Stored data
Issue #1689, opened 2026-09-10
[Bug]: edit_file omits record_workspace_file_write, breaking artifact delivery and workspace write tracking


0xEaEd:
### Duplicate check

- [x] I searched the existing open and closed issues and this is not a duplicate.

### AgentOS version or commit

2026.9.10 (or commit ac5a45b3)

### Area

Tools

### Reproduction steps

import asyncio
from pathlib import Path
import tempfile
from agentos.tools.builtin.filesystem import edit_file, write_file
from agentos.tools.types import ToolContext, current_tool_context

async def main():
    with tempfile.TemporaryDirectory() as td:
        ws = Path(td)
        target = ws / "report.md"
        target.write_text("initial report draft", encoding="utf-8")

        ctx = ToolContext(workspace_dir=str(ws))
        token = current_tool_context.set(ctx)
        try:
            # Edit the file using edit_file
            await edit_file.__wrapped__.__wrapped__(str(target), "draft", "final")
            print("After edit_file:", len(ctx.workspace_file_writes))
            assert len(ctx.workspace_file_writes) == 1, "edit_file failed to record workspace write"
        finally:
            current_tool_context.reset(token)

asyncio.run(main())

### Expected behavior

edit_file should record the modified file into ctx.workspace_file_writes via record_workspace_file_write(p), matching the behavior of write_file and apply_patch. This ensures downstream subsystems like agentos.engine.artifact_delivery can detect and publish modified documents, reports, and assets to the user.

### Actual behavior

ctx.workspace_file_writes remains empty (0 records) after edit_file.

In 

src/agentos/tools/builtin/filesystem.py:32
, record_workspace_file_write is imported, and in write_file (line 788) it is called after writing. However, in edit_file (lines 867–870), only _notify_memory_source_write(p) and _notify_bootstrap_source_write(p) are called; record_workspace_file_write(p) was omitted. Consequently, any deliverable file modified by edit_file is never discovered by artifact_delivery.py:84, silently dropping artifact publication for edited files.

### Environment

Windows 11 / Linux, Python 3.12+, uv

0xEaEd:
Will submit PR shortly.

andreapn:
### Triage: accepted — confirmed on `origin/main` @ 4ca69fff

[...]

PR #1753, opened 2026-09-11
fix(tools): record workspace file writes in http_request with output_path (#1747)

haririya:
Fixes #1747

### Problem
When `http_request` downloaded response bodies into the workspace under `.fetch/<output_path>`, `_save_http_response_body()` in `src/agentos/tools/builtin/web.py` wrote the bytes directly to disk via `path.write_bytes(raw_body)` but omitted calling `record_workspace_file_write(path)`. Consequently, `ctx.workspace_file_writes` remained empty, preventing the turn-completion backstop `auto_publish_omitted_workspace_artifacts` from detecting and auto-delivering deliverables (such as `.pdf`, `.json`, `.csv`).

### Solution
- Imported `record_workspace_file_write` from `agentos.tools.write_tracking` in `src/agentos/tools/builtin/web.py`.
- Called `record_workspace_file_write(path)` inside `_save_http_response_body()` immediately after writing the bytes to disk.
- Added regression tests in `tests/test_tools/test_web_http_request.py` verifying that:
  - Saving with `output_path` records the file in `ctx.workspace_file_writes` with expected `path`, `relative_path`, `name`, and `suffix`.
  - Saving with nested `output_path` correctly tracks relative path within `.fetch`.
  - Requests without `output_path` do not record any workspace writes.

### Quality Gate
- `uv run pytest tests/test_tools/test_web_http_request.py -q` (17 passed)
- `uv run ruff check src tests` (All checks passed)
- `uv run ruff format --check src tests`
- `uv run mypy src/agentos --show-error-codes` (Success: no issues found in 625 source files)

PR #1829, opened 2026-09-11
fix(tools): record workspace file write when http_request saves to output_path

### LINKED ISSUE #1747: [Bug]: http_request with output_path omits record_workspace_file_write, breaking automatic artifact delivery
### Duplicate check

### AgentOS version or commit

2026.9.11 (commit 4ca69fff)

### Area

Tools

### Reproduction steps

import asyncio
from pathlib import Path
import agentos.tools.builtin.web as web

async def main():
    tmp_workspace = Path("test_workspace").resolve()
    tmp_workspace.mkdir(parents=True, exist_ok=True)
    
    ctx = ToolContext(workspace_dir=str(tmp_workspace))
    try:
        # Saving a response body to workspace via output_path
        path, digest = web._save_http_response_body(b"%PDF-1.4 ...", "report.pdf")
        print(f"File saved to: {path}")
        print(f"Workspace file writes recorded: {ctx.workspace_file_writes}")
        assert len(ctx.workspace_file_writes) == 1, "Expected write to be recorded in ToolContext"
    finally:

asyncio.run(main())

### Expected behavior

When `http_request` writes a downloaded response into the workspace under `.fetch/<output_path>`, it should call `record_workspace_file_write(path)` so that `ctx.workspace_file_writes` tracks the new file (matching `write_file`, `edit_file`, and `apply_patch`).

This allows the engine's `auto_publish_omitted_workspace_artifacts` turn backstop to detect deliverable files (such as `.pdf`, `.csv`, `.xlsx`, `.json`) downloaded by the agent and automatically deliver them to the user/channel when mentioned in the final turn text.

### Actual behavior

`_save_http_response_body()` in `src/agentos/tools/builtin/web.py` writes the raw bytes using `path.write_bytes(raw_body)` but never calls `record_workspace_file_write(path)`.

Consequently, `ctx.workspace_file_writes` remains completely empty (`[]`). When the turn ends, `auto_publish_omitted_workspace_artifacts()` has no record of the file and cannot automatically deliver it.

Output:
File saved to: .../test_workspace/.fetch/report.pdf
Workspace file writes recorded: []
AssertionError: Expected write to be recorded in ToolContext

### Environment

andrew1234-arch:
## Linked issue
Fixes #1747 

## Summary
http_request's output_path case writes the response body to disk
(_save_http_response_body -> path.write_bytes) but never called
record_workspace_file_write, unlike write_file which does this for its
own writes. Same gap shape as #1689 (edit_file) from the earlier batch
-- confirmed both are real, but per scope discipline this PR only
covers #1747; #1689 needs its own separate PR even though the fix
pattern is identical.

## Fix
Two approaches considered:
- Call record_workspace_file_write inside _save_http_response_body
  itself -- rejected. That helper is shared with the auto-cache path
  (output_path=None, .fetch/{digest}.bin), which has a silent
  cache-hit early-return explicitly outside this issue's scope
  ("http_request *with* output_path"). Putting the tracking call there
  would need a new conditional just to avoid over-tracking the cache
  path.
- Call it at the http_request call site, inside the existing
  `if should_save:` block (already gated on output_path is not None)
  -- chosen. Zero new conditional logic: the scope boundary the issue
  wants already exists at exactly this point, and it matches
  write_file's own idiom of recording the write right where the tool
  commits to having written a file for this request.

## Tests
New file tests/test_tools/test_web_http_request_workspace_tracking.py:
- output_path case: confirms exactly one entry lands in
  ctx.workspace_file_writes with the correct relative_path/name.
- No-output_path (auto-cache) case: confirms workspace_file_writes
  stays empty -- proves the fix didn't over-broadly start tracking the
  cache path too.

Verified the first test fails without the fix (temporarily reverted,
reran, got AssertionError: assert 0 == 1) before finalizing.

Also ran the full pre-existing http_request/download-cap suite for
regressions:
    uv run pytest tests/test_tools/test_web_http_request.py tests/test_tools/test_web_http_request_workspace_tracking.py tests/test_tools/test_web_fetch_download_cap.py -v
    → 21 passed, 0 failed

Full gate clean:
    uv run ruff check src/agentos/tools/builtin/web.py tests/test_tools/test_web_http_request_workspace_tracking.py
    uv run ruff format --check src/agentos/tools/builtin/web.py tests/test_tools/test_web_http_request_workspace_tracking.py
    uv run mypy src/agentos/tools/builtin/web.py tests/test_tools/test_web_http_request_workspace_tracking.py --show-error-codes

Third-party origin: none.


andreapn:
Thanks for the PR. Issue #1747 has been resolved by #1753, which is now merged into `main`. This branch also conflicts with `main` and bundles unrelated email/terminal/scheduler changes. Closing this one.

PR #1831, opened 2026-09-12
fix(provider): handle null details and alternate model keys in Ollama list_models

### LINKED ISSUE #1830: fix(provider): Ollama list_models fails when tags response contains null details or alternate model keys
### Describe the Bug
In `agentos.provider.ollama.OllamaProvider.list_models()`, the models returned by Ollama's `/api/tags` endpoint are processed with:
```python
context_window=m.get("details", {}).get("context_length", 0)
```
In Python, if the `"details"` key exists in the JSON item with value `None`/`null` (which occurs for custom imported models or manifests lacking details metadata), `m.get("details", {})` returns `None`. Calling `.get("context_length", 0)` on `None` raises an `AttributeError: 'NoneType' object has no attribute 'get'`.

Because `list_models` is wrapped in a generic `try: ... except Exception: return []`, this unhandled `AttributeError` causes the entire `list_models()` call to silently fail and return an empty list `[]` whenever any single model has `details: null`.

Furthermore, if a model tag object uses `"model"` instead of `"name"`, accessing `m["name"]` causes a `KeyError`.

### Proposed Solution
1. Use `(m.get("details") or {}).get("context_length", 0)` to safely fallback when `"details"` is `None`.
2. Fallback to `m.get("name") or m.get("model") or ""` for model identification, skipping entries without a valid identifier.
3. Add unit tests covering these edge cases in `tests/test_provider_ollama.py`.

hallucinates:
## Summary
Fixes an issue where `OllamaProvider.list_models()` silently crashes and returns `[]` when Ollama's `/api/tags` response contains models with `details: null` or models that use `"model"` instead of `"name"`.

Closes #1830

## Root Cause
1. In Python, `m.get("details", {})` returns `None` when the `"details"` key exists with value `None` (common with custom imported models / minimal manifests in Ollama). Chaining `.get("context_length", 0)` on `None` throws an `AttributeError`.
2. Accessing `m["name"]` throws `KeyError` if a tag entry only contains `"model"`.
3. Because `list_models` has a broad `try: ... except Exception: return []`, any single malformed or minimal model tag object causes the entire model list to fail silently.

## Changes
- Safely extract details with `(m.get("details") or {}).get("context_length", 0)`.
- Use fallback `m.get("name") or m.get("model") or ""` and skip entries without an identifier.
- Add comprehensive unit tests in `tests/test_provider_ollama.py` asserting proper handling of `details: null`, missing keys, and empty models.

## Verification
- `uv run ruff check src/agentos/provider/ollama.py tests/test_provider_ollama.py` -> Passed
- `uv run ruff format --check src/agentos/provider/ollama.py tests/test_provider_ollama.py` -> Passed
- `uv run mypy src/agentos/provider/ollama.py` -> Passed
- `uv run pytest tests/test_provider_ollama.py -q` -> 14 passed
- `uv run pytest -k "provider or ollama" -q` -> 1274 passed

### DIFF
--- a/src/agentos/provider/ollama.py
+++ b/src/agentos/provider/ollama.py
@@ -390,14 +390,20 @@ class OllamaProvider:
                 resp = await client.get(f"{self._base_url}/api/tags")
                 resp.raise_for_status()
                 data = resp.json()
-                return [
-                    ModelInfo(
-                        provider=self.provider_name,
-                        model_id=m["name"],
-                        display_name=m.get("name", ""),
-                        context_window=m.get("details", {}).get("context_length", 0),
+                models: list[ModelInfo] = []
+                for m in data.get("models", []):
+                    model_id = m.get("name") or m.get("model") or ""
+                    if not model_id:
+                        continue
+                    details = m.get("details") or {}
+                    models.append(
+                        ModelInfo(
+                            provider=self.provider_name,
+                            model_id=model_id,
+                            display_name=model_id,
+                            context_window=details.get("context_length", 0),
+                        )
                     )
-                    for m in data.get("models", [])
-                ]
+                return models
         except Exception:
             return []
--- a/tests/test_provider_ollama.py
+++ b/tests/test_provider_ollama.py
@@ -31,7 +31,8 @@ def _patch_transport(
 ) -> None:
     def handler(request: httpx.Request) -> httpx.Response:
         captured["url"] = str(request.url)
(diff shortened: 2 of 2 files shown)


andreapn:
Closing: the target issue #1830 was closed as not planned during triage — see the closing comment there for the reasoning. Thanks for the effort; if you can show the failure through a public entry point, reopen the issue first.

▶ **TASK OBJECTIVE**:
Each line of the entries that contains "such" counts once; state the total as a bare number.

▶ **SOLUTION FOR THIS TASK**:
2